- Exercise requirements -
Among the records below, find the lines with the word "https" and copy them.

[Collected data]
☆ ☆ ☆ ☆

PR #886, opened 2019-12-14
fix: positioning bug

atomiks:
1. There was an index error for the `relevantScrollParents` slicing
2. The popper and arrow need to use `offset` values (before any transforms) while the reference needs to use `getBoundingClientRect` values. The reason is we want to position the popper considering the reference's transforms, but we don't want to position the popper/arrow considering their transforms (since they are positioned using layout)


src/dom-utils/getRectRelativeToOffsetParent.js
```diff
@@ -24,9 +24,10 @@ export default (
 
   // We want all the scrolling containers only up to and including the
   // offsetParent
+  const offsetScrollParentIndex = scrollParents.indexOf(offsetParent);
   const relevantScrollParents = scrollParents.slice(
     0,
-    scrollParents.indexOf(offsetParent) + 1
```
FezVrasta: Maybe `Math.abs(scrollParents.indexOf(offsetParent)) + 1`

It’s shorter

atomiks: `Math.abs(-1) => 1`

FezVrasta: `Math.max(scrollParents.indexOf(offsetParent), 0) + 1`?

I’m thinking about ways to shrink the code 😂

src/dom-utils/getRectRelativeToOffsetParent.js
```diff
@@ -5,14 +5,27 @@ import listScrollParents from './listScrollParents';
...
+  isLayout: boolean = true
 ): Rect => {
+  if (isLayout && isHTMLElement(element)) {
+    return {
+      x: element.offsetLeft,
+      y: element.offsetTop,
+      width: element.offsetWidth,
+      height: element.offsetHeight,
+    };
+  }
```
FezVrasta: I think it would be cleaner if we defined a new utility where we do:

```js
import type { Rect, VirtualElement } from '../types';
import { isHTMLElement } from './instanceOf';
import getRectRelativeToOffsetParent from './getRectRelativeToOffsetParent';

export default (element: Element | VirtualElement, isFixed): Rect => {
  if (isHTMLElement(element) {
    return {
      x: element.offsetLeft,
      y: element.offsetTop,
      width: element.offsetWidth,
      height: element.offsetHeight,
    };
  }

  return getRectRelativeToOffsetParent(element, isFixed);
}
```

Doing so we keep `getRectRelativeToOffsetParent` clean and focused, and we can use this new function where we need it.

atomiks: But they both get it relative to the offset parent, it's just a branched behavior? 🤔

FezVrasta:
Thank you for addressing my comments 🤗

PR #888, opened 2019-12-15
feat: root overflow areas

atomiks:
We need to be able to specify a "root" area that overflow will fallback to.

`flip` goes from `clippingParents` to the `viewport` root, while `preventOverflow` (usually) goes back to the `document` root while "skipping" the viewport. Sometimes users choose viewport for preventOverflow  for the root though.

```ts
type Options = {
  area: OverflowArea,
  rootArea: RootOverflowArea,
  elementContext: Context,
  altArea: boolean,
};
```

There was an idea to specify `[area, ...fallbackAreas]` but it didn't really work.

### DIFF
--- a/src/enums.js
+++ b/src/enums.js
@@ -26,6 +26,7 @@ export type OverflowArea =
   | HTMLElement
   | typeof clippingParents
   | typeof viewport;
+export type RootOverflowArea = typeof viewport | 'document';
 
 export const popper: 'popper' = 'popper';
 export const reference: 'reference' = 'reference';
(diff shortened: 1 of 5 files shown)


src/enums.js
```diff
@@ -26,6 +26,7 @@ export type OverflowArea =
   | HTMLElement
   | typeof clippingParents
   | typeof viewport;
+export type RootOverflowArea = typeof viewport | 'document';
```
FezVrasta: can't we specify `document` as OverflowArea also?

atomiks: Would add more code to do that check. They can use `document.documentElement` easily enough if they want to bypass `clippingParents`? 🤷‍♂

FezVrasta: Ok it makes sense. Thanks

Issue #3778, opened 2020-10-22
ames: fake ships are subject to forwarding loops


joemfb:
I booted a fake zod/binzod/master-morzod (off of `release/next-vere`). After a couple minutes, my fake ~zod had forwarded over 400K packets.

belisarius222:
As @joemfb and I discussed a little while ago, we should be able to fix this by adding a filter to Vere that rejects packets sent by our own process.  I think we could do this by filtering incoming packets from loopback on the port that we bound.

philipcmonk:
I mean, who's to say they were sent by our own process.  The thing to do is to find out what exactly those packets are and trace who sent/forwarded them and why.  For example, are stars and planets trying to forward any packets?  If so, something earlier was broken.

belisarius222:
Hmm ... yeah I think for some reason I was under the misapprehension that UDP loopback would just broadcast, which would inevitably cause a forwarding loop.

I feel like these loops usually happen when one ship assumes a different ship's former IP and port.  Maybe when we hear a new lane for a ship, we should make sure to dissociate that lane from any other ships?

joemfb:
I added debug printfs to #3764, and the cause was fairly obvious: galaxies can end up forwarding to themselves when they're forwarding on behalf of a ship they sponsor and don't have a route to that ship. I updated #3764 with to filter this case out of that runtime, but I believe the scry handler should be updated as well. I'll open a separate PR.

philipcmonk:
Sounds like this could be happening on mainnet, is that right?  Would it have happened pre-stateless forwarding?

joemfb:
This could definitely be happening on mainnet, but only with stateless forwarding I think:

https://github.com/urbit/urbit/blob/e3dcfc637291d922376eb84df87e9bfa6f9e8e7d/pkg/arvo/sys/vane/ames.hoon#L1564-L1569

ohAitch:
There's generally a sense of "closer", where you go from a ship to its
parent star to its parent galaxy to the destination galaxy to the
destination star to the destination ship, right? Where you can skip across
hops if you have a lane(esp if any two in that list are the same
intermediary), but should never go backwards or stay in place.

ohAitch:
Destination < prefix of that destination < prefix followed by unrelated
bytes < prefix followed by more unrelated bytes < shorter prefix down to
zero (< same shorter prefix followed by unrelated bytes, up to a moon of a
planet of a star of a completely different galaxy)

[...]

PR #3786, opened 2020-10-23
ames: updates forward-lane scry-handling to prevent routing loops

joemfb:
To help avoid routing loops (see #3778), this PR updates the %ames' `/peer/<ship>/forward-lane` scry handler to exclude ourselves from possible routing targets. To precisely match the forwarding semantics in `+send-blob:event-core`, it also produces both the peer's and peer's sponsoring galaxy's routes, when the route to the peer is indirect.

### DIFF
--- a/pkg/arvo/sys/vane/ames.hoon
+++ b/pkg/arvo/sys/vane/ames.hoon
@@ -785,23 +785,35 @@
       ~  ``noun+!>(u.peer)
     ::
         [%forward-lane ~]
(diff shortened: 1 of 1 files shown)


belisarius222 (approved):
LGTM

Fang- (approved):
Concur'd. Wondering if this and `+send-blob` should just share the logic (though some utility function), but not a pressing concern.

PR #2949, opened 2020-05-28
hoon: add doq, kel, ker, pal, pam, par, pat, sel, ser, soq, tic

jfranklin9000:
update "XX deprecated" comments to match:
      https://urbit.org/docs/tutorials/hoon/hoon-syntax/#reading-hoon-aloud
      restore mnemonics

Replaces https://github.com/urbit/urbit/pull/2930.

I will add `bus` to `buc`, etc commits as I finish them, but you can pull at any time.

PR #3787, opened 2020-10-23
hoon: update glyph names

philipcmonk:
Resolves conflicts in #2949, thanks to @jfranklin9000 for all the actual work.  This has languished since May since it was difficult to OTA correctly.  Since then, Ford Fusion made this sort of update easy and reliable, so I tested the OTA now and it works fine.

For the merge I did the dumbest possible thing, which leaves two notable areas using the old parser names: lib/language-server/parser and clay, since at that time the ford parsers were in ford.hoon.  The old parser names still exist, so maybe this is fine, else we could update those.


joemfb (approved):
LGTM

PR #3789, opened 2020-10-23
publish: don't insert newline

### LINKED ISSUE #3596: publish: editor inserts newline at beginning of document
It seems to be only upon editing, and the newline does not appear upon merely viewing, but to reproduce:

1) Create a document in publish.
2) Save
3) Edit document
4) Note newline at beginning of editor.

tylershuster:
Fixes #3596

Not sure if this needs to be done in `<Note />` as well, just assumed that it does because it draws from the same thing.

### DIFF
--- a/pkg/interface/src/views/apps/publish/components/EditPost.tsx
+++ b/pkg/interface/src/views/apps/publish/components/EditPost.tsx
@@ -14,7 +14,7 @@ interface EditPostProps {
 
 export function EditPost(props: EditPostProps & RouteComponentProps) {
   const { note, book, noteId, api, ship, history } = props;
-  const body = note.file.slice(note.file.indexOf(";>") + 2);
+  const body = note.file.slice(note.file.indexOf(";>") + 3);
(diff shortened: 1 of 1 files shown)


pkg/interface/src/views/apps/publish/components/Note.tsx
```diff
@@ -45,7 +45,7 @@ export function Note(props: NoteProps & RouteComponentProps) {
 
   const comments = note?.comments || [];
   const file = note?.file;
-  const newfile = file ? file.slice(file.indexOf(";>") + 2) : "";
+  const newfile = file ? file.slice(file.indexOf(";>") + 3) : "";
```
matildepark, line 48: Imagine a world where the fix in EditPost is applied and people start using it in their posts, no longer having the newline at the start. Won't this then cut off the first character, if we do this in both places?

tylershuster: Good point

matildepark (approved):

PR #3790, opened 2020-10-23
weather: fix api call

ryjm:
Keeping my one line fix streak alive.


matildepark (approved):
Oh. Well, good catch. (Apparently automatic detection was quietly broken.)

PR #3793, opened 2020-10-23
ames: validate cyphertext length

belisarius222:
When we receive an Ames packet, we've been malloc()ing a buffer of whatever size that packet requests, even before trying to decrypt it.  Our AES jets should be more careful, but we can also fix this particular problem now by validating the relevant sizes in Hoon.

This should eventually be moved to the `|acru` cryptosuite core, but I think we're better off doing that in a later refactor.

### DIFF
--- a/pkg/arvo/sys/vane/ames.hoon
+++ b/pkg/arvo/sys/vane/ames.hoon
@@ -3061,14 +3061,20 @@
   (en:crub:crypto symmetric-key (jam plaintext))
 ::  +decrypt: decrypt packet content to a $shut-packet or die
 ::
+::    TODO: alter |acru interface
+::
 ++  decrypt
   |=  [=symmetric-key ciphertext=@]
   ^-  shut-packet
+  =+  ;;([iv=@ len=@ cyf=@] (cue ciphertext))
+  ::  assert cyphertext length <= claimed length <= max bytes
   ::
-  ;;  shut-packet
-  %-  cue
-  %-  need
-  (de:crub:crypto symmetric-key ciphertext)
+  ?.  (lte (met 3 cyf) len)
+    ~|(ames-len-small+len^(met 3 cyf) !!)
+  ?.  (lte len 1.024)
+    ~|(ames-len-large+len !!)
+  ;;  shut-packet  %-  cue  %-  need
+  (~(de sivc:aes:crypto (shaz symmetric-key) ~) iv len cyf)
 ::  +encode-packet: serialize a packet into a bytestream
 ::
 ++  encode-packet


pkg/arvo/sys/vane/ames.hoon
```diff
@@ -3061,14 +3061,20 @@
...
-  ::
-  ;;  shut-packet
-  %-  cue
-  %-  need
-  (de:crub:crypto symmetric-key ciphertext)
+  =+  ;;([iv=@ len=@ cyf=@] (cue ciphertext))
+  ::  assert cyphertext length <= claimed length <= max bytes
+  ::
+  ?.  (lte (met 3 cyf) len)
+    ~|(ames-len-small+len^(met 3 cyf) !!)
```
joemfb, line 3073: This first assertion is actually redundant, the AES-CTR implementations already include it:

https://github.com/urbit/urbit/blob/ca3872fba46660e3638b377cdf4bd0f64b535a7f/pkg/arvo/sys/zuse.hoon#L3021

The absence of the same in the AES-SIV jet is a mismatch (as is the length truncation to `c3_w`).

pkg/arvo/sys/vane/ames.hoon
```diff
@@ -3061,14 +3061,20 @@
...
+  ?.  (lte len 1.024)
+    ~|(ames-len-large+len !!)
```
joemfb, line 3075: I think this would be clearer in `bloq=13`, to match the other packet-length operations in %ames.

joemfb (changes requested):

pkg/arvo/sys/vane/ames.hoon
belisarius222: I could do
```
?.  (lte len ^~((bex (sub 13 3))))
```
so that someone could change the packet length by string-replacing `13` with some other number.  Let me know if you know a better way to express this.

pkg/arvo/sys/vane/ames.hoon
belisarius222: Ah, ok so it sounds like this first assertion should be removed from Ames, relying instead on Zuse's crypto code to enforce this.  That sounds ok.  I'll remove this, then.

pkg/arvo/sys/vane/ames.hoon
joemfb: I don't think you need to check `len` at all here, I'd just `?>  (lte (met 13 cyf) 1)` or even `?>  ?=(?(%0 %1) (met 13 cyf))`.

joemfb: The decryption call validates the relationship between `len` and `cyf`.

pkg/arvo/sys/vane/ames.hoon
joemfb: To be clear, the length assertion is not reflected in the AES-SIV jet, which is an active mismatch.

belisarius222:
Superseded by https://github.com/urbit/urbit/pull/3894 and https://github.com/urbit/urbit/pull/3903.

☆ ☆ ☆ ☆

- Exercise output -
https://github.com/urbit/urbit/blob/e3dcfc637291d922376eb84df87e9bfa6f9e8e7d/pkg/arvo/sys/vane/ames.hoon#L1564-L1569
      https://urbit.org/docs/tutorials/hoon/hoon-syntax/#reading-hoon-aloud
Replaces https://github.com/urbit/urbit/pull/2930.
https://github.com/urbit/urbit/blob/ca3872fba46660e3638b377cdf4bd0f64b535a7f/pkg/arvo/sys/zuse.hoon#L3021
Superseded by https://github.com/urbit/urbit/pull/3894 and https://github.com/urbit/urbit/pull/3903.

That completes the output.